Declaring the cost-containment mechanisms illegal "would be nothing less than elimination of the for-profit HMO," Justice David H. Souter wrote for the court. "No HMO organization could survive without some incentive connecting physician reward with treatment rationing.

"The fact is that for over 27 years the Congress of the United States has promoted the formation of HMO practices," Justice Souter continued. "The federal judiciary would be acting contrary to the congressional policy of allowing HMO organizations if it were to entertain (a claim) portending wholesale attacks on existing HMOs solely because of their structure."

The court dismissed a federal lawsuit by Cynthia Herdrich of Bloomington, Ill, whose appendix ruptured after her Urbana, Ill., HMO forced her to wait eight days for a test to diagnose her abdominal pain. After a near-brush with death, Herdrich sued the doctor and won a $35,000 malpractice verdict in state court.
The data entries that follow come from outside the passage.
PR #497, opened 2024-11-11
feat:Cookies_support

Clasherzz:
## PR Description
This PR is made to discuss my approach to add cookie support and to resolve the issue in near future.

## Related Issues

- Related Issue #465

### Checklist
- Yes I have gone through the [contributing guide](https://github.com/foss42/apidash/blob/main/CONTRIBUTING.md)
- Yes I have updated my branch and synced it with project `main` branch before making this PR
- Yes I have run the tests (`flutter test`) and all tests are passing

## Added/updated tests?

- [ ] No, and this is why:feat yet to be accomplished after that only i can add the tests

### DIFF
--- a/lib/consts.dart
+++ b/lib/consts.dart
@@ -47,6 +47,8 @@ const kTextButtonMinWidth = 44.0;
 
 const kRandMax = 100000;
 
+const kRowRequestTop = 30.0;
+
 const kSuggestionsMenuWidth = 300.0;
 const kSuggestionsMenuMaxHeight = 200.0;
 
@@ -468,3 +470,5 @@ const kMsgNoContent = "No content";
 const kMsgUnknowContentType = "Unknown Response Content-Type";
 // Workspace Selector
 const kMsgSelectWorkspace = "Create your workspace";
+
+const kLabelCookie = "Cookie";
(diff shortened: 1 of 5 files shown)


Clasherzz:
@ashitaprasad  I have put up a button to access cookies and also added a getter to which extracts cookies from http response.  
The cookies tab would also make perfect sense right next to response body and headers. I would like to know if there is anyother options



Screenshot 2024-11-11 224731


I would like to furthur understand how the cookies needs to be stored and reused. From what i have heard the cookies needs to be stored and reused  next time. So should cookies needs to be stored according to domain name or something. The current getter can only have  cookies=cookiesvalue formatted cookies as its the only thing that needs to be send again should the other informations be also stored (like path,timestamp). Also  how should the reuse of cookie from response should work. Like would the cookie header be added  to request upon clicking a cookie extracted from response header.

ashitaprasad:
@Clasherzz Pick up an easier issue to work on .. this feature will require much discussion before any PR is drafted.

Clasherzz:
@ashitaprasad  could i maybe still give it a try  . I can open up a discussion sharing my initial approach.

Upon learning that doctors at the HMO received annual bonuses for holding down costs–including for diagnostic tests–Herdrich believed she also had a remedy against the HMO under ERISA.

Although the court clearly said in its June ruling that such incentives are legal, many important questions that were not presented in this case remain unresolved. For example, the justices did not decide whether financial incentives ought to be disclosed, giving hope to trial lawyers who are pushing the class-action lawsuits. Much of their enthusiasm stems from a footnote in the Herdrich decision; the court notes that HMOs may breach their fiduciary duty to members by not disclosing financial arrangements that give health care providers and others an incentive to ration care.

"We were very happy with the Supreme Court ruling," Marcus says. "Our cases expressly say we are not challenging the practices that managed care companies choose to try to save money. We are challenging the failure to make truthful disclosures about those practices."

For the health care industry, though, the ruling was clearly a positive one.

Karen Ignagni, American Association of Health Plans president, characterized the ruling as a "resounding defeat for suit-happy trial lawyers and those who seek through class action suits to destroy the country’s private health care system. The Court’s decision today validates the principle that the legal system is not the place to make health care work."

Other ongoing suits include an action against Aetna U.S. Healthcare, filed in late May by a coalition of 24 New York-area hospitals. The suit charges Aetna with breach of contract, various violations of the New York Prompt Payment Law, the New York Managed Care Act, and violations of New York’s deceptive practices laws. The hospitals are seeking no less than $45 million in compensatory damages and $50 million in punitive damages.

Also in late May, the California Medical Association teamed up with a group of Alabama lawyers to bring suit against three of California’s largest health plans, charging them with extortion and racketeering. The federal suit, filed against Blue Cross of California, Foundation Health Systems and PacifiCare Health Systems Inc., accuses the plans of interfering with physicians’ ability to make independent medical decisions. It differs from the others by naming doctors–rather than patients–as plaintiffs. The essence of the lawsuit, according to a lawyer heading up the case, is that there is such a disparity between the information and ability to control one’s destiny between the physicians and the insurance companies that it essentially dooms the physician groups from the beginning.

Where all of these cases are headed remains to be seen; none of the cases has been certified as a class action to date.